ActivityPub is just a standard for how users can interact with a server, and how that server pushes data to other servers. What that data is is entirely up to the developers, it just needs to be roughly social media shaped.
I found the bridgy website a bit confusing, but people who areupset should read through to get a better idea of what it actually does.
Initially I thought it was just scraping and reposting too, but I find what the dev is working towards is very much in the spirit of the fediverse.
Honestly I see the fediverse as a massive opportunity for corporations.

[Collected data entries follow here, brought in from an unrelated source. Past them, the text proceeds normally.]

PR #1460, opened 2020-01-21
StabsParser

astrelsky:
Hopefully nobody stabs me over this...

With that out of the way I've created a parser for the STABS debug format strings. This will only parse the strings and create the datatypes from the information. An analyzer would be responsible for providing the strings along with the rest of the STABS debug information from the binary formats implementation.

The documentation used while writing this is available [here](https://sourceware.org/gdb/current/onlinedocs/stabs.html). There were somethings that were not clearly documented but gdb's [stabsread.c](https://github.com/bminor/binutils-gdb/blob/master/gdb/stabsread.c) is well commented so I was able to figure it out.

This still needs more tests and the file path string detection in the parser needs improvement. Unfortunately with my final semester starting tomorrow my time will quickly become limited.

The StabsFullCppTest might not pass without #1448


emteere:
This looks like a good PR, we need to finish the code review on it.  Apologize it hasn't made it in yet, but we are a bit short staffed.
I'll schedule it to 9.3, since 9.2 is imminent and in internal testing.

astrelsky:
> This looks like a good PR, we need to finish the code review on it.  Apologize it hasn't made it in yet, but we are a bit short staffed.
> I'll schedule it to 9.3, since 9.2 is imminent and in internal testing.

That's perfectly fine. Unfortunately this does fail often. There is an issue with parsing the stabs for classes where methods and members are not properly separated.

The regex is also really gross but I don't know of any good alternative. I did this in 2 weeks over winter break and haven't really touched it since.

emteere:
Would definitely need someone knowledgable in stabs to review, and if it fails often.  As long as it fails gracefully and keeps what information it can glean from the format.

astrelsky:
> Would definitely need someone knowledgable in stabs to review, and if it fails often.  As long as it fails gracefully and keeps what information it can glean from the format.
> 

The parser throws a checked exception and types are added to the data type manager as it parses so they are kept. Once it encounters a problem it currently gives up where the problem occurred. It technically could continue as long as the problematic type isn't referenced.

JayFoxRox:
What's the plan for this? This was removed from 9.3 milestone and it's still a draft PR?

astrelsky:
> What's the plan for this? This was removed from 9.3 milestone and it's still a draft PR?

I will stay as a draft indefinitely. It is in an incomplete state and there are a multitude of bugs and poor design choices. I'm leaving whether or not it is workable up to the devs and if it is not then at least it is here as a reference (even if that reference is for how not to write a stabs parser.)

JayFoxRox:
> I will stay as a draft indefinitely. It is in an incomplete state and there are a multitude of bugs and poor design choices. 

That's unfortunate. Could it be split into an extension so people can file issues and send PRs to it more easily?
I'd like a short-term solution where this is easily usable (also with Ghidra 10.x) - I'm fine with bugs and don't care too much about design for that.

> whether or not it is workable up to the devs 

Considering this has been here for more than a year I think it's unlikely that we'll see updates from the Ghidra maintainers.
If this was a separate extension we could potentially benefit from more volunteers doing smaller cleanup until some form of mainline inclusion.

astrelsky:
> > I will stay as a draft indefinitely. It is in an incomplete state and there are a multitude of bugs and poor design choices.
> 
> That's unfortunate. Could it be split into an extension so people can file issues and send PRs to it more easily?
> I'd like a short-term solution where this is easily usable (also with Ghidra 10.x) - I'm fine with bugs and don't care too much about design for that.
> 
> > whether or not it is workable up to the devs
> 
> Considering this has been here for more than a year I think it's unlikely that we'll see updates from the Ghidra maintainers.
> If this was a separate extension we could potentially benefit from more volunteers doing smaller cleanup until some form of mainline inclusion.

@emteere would there be any issue with doing this? I'm not sure if having a separate plugin would hinder merging in the future or anything of that nature.

miried:
I think a separate extension might be a good idea. It could be more manageable that way.

astrelsky:
> I think a separate extension might be a good idea. It could be more manageable that way.

That implies that it is manageable to begin with. STABS is such a horrible format and my use of regex to handle it did not help the situation.

miried:
I agree it's a tricky one to handle (in fact, I am not sure it is even possible to interpret correctly in all cases). Yet, objdump can create a quite acceptable C dump of types and function defs. ghidra can parse C header files. Maybe we can combine those two, to avoid extensive regex?

As @emteere said, as long as we can extract _some_ information and ignore the rest, that's already a win.

astrelsky:
> I agree it's a tricky one to handle (in fact, I am not sure it is even possible to interpret correctly in all cases). Yet, objdump can create a quite acceptable C dump of types and function defs. ghidra can parse C header files. Maybe we can combine those two, to avoid extensive regex?
> 
> As @emteere said, as long as we can extract _some_ information and ignore the rest, that's already a win.

It is STABS from old compilers (gccv2) that seems to cause problems.

I had actually been contemplating mentioning the possibility of getting this information from gdb or something now that Ghidra has some debugger support. @d-millar any thoughts on that possibility?

unusual-thoughts:
> I think a separate extension might be a good idea. It could be more manageable that way.

I made one: https://github.com/unusual-thoughts/ghistabs

PR #1469, opened 2020-01-22
Eclipse download is out of date

r3dlobst3r:
Eclipse is no longer hosting 8.6, updated to 9.10 and added the SHA256 checksum for the zip


gradle/support/fetchDependencies.gradle
```diff
@@ -54,15 +54,15 @@ ext.AXML_ZIP = 'https://storage.googleapis.com/google-code-archive-downloads/v2/
 ext.HFS_ZIP = 'https://sourceforge.net/projects/catacombae/files/HFSExplorer/0.21/hfsexplorer-0_21-bin.zip'
 ext.YAJSW_ZIP = 'https://sourceforge.net/projects/yajsw/files/yajsw/yajsw-stable-12.12/yajsw-stable-12.12.zip'
 ext.PYDEV_ZIP = 'https://sourceforge.net/projects/pydev/files/pydev/PyDev%206.3.1/PyDev%206.3.1.zip'
-ext.CDT_ZIP = 'http://www.eclipse.org/downloads/download.php?r=1&protocol=https&file=/tools/cdt/releases/8.6/cdt-8.6.0.zip'
+ext.CDT_ZIP = 'http://eclipse.mirror.rafal.ca/tools/cdt/releases/9.10/cdt-9.10.0/cdt-9.10.0.zip'
```
mumbel: http://download.eclipse.org/tools/cdt/releases/9.10/cdt-9.10.0/cdt-9.10.0.zip
no reason to force a mirror

r3dlobst3r: I totally agree. Eclipse was auto forwarding me to the mirror when I was trying to access the tools/cdt/ directory. I have fixed it.

xiaoyinl:
I suggest also update the instruction for manual build: https://github.com/NationalSecurityAgency/ghidra/blob/master/DevGuide.md#get-dependencies-for-ghidradev

ryanmkurtz:
I just ran `fetchDependencies.gradle` and the original link resolved fine:

`http://www.eclipse.org/downloads/download.php?r=1&protocol=https&file=/tools/cdt/releases/8.6/cdt-8.6.0.zip`

adamopolous:
The current link (8.6) works for me too - thought it probably wouldn't hurt to upgrade

ryanmkurtz:
@adamopolous, I think building the GhidraDev plugin might actually require CDT 8.6 to be present.  It builds against the oldest version of things it supports.  If you want to up the minimum supported version, more work will have to be done.

adamopolous:
While it would be nice to upgrade, @ryanmkurtz  is correct that this will mean more work/testing to verify that the GhidraDev plugin is kept in working order. Since the 8.6 link appears to still be working we're going to leave this where it is. If that changes we'll certainly revisit.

If you’re Google, why not host a Google corporate instance where everything is authenticated as your own content, under your own URL, but you can still reshare outside content? You’ll never have the issues of unwanted or controversial content appearing with your brand. There’s no chance of a parody account pretending to be your customer service, and you won’t have to pay a protection fee for an authentic checkmark.
This is 10x more important for governments to do, as right now I can’t view official political discourse from my own government without giving my data to a private company.
I like the little niche I fit into on mastodon, but the Explore tab is as grumpy as Twitter ever was.
It’s a lot like Twitter in that once you follow some good people and get your feed curated you shouldn’t look at anything else.
I don’t understand the frustration.
It’s legal to scrape websites and this is doing it in a way that activity pub is designed to support. You can’t be mad another instance is reading your data, that’s what the fediverse is.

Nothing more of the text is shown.